Exploring Diachronic and Diatopic Changes in Dialect Continua: Tasks, Datasets and Challenges
Melis Çelikkol, Lydia Körber, Wei Zhao
TL;DR
This paper addresses the gap at the intersection of diachronic and diatopic variation in dialect NLP by surveying nine tasks and datasets across five dialects from Slavic, Romance, and Germanic families, in both spoken and written modalities. It aggregates findings from corpus construction to geolocation, distance estimation, and variant transition modeling, highlighting data characteristics, methodological approaches, and open challenges. The authors identify significant gaps in state-of-the-art methods for dialect continua, emphasize data reliability and ethical considerations, and call for inclusive resources and standard benchmarks. Overall, the work provides a structured roadmap to advance diachronic-diatopic dialect NLP and encourage broader representation of non-standard language varieties in computational linguistics.
Abstract
Everlasting contact between language communities leads to constant changes in languages over time, and gives rise to language varieties and dialects. However, the communities speaking non-standard language are often overlooked by non-inclusive NLP technologies.
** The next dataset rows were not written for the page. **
Issue #1324, opened 2024-01-31
Grafana Cloud Stack - Description not set on create


fishgrimsby:
### Terraform Version
* Terraform: v1.3.9
* Terraform Grafana Provider: 2.10.0
* Grafana: Cloud

### Affected Resource(s)
Please list the resources as a list, for example:
* grafana_cloud_stack

If this issue appears to affect multiple resources, it may be an issue with Terraform's core, so please mention this.

### Terraform Configuration Files
```hcl
resource "grafana_cloud_stack" "this" {
  provider = grafana.cloud

  name        = var.hosted_zone_name != null ? aws_route53_record.this[0].fqdn : var.stack_name
  slug        = var.slug
  region_slug = var.region_slug
  description = var.stack_description
  url         = var.hosted_zone_name != null ? "https://${aws_route53_record.this[0].fqdn}" : var.url
}
```

### Expected Behavior
Description should have been set on the newly created Grafana stack in Grafana Cloud

### Actual Behavior
No description is set on the newly created stack in Grafana Cloud

### Steps to Reproduce
Please list the steps required to reproduce the issue, for example:
1. Create any new grafana_cloud_stack resource with terraform
2. Observe no description present on the newly created Grafana stack

### Important Factoids
When applying the terraform again, the update operation successfully sets the description. It is just the initial create of the stack resource where it does not

PR #1325, opened 2024-01-31
Cloud Stack: Fix description on stack create

fishgrimsby:
This pull request should fix the issue with grafana_cloud_stack resources being created with an empty description. See issue #1324

### DIFF
--- a/internal/resources/cloud/resource_cloud_stack_test.go
+++ b/internal/resources/cloud/resource_cloud_stack_test.go
@@ -31,6 +31,7 @@ func TestResourceStack_Basic(t *testing.T) {
 		resource.TestMatchResourceAttr("grafana_cloud_stack.test", "id", common.IDRegexp),
 		resource.TestCheckResourceAttr("grafana_cloud_stack.test", "name", resourceName),
 		resource.TestCheckResourceAttr("grafana_cloud_stack.test", "slug", resourceName),
+		resource.TestCheckResourceAttr("grafana_cloud_stack.test", "description", stackDescription),
 		resource.TestCheckResourceAttr("grafana_cloud_stack.test", "status", "active"),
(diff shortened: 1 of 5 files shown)


internal/resources/cloud/resource_cloud_stack_test.go
```diff
@@ -31,6 +31,7 @@ func TestResourceStack_Basic(t *testing.T) {
 		resource.TestMatchResourceAttr("grafana_cloud_stack.test", "id", common.IDRegexp),
 		resource.TestCheckResourceAttr("grafana_cloud_stack.test", "name", resourceName),
 		resource.TestCheckResourceAttr("grafana_cloud_stack.test", "slug", resourceName),
+		resource.TestCheckResourceAttr("grafana_cloud_stack.test", "description", stackDescription),
```
julienduchesne, line 34: This will need to be set in the test config

fishgrimsby: Hey @julienduchesne, I have amended the test config as you rightly pointed out. However, I am struggling with the Cloud unit tests as I am getting the following `resource_cloud_stack_test.go:45: Step 2/7, expected an error but got none` but I also get this when running them against the master branch directly, so it doesn't appear new with my changes.

I'm not really sure if it is something to do with my org or perhaps my dev machine does not produce quite the same error to meet the regex

julienduchesne: Cloud tests are tricky to run. I'll try them out on our end

fishgrimsby: That would be much appreciated, thank you. I'm happy to try to fix anything that comes out of them.

julienduchesne (approved):
LGTM! All tests pass. Thanks!

PR #1326, opened 2024-01-31
Update SM docs with access policy information

mem:
API tokens were removed a while ago, so update this documentation to mention access policies, which is what's actually used.


julienduchesne (approved):
Thanks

Recently, there has been a surge of interest in studying diatopic and diachronic changes in dialect NLP, but there is currently no research exploring the intersection of both. Our work aims to fill this gap by systematically reviewing diachronic and diatopic papers from a unified perspective. In this work, we critically assess nine tasks and datasets across five dialects from three language families (Slavic, Romance, and Germanic) in both spoken and written modalities. The tasks covered are diverse, including corpus construction, dialect distance estimation, and dialect geolocation prediction, among others. Moreover, we outline five open challenges regarding changes in dialect use over time, the reliability of dialect datasets, the importance of speaker characteristics, limited coverage of dialects, and ethical considerations in data collection. We hope that our work sheds light on future research towards inclusive computational methods and datasets for language varieties and dialects.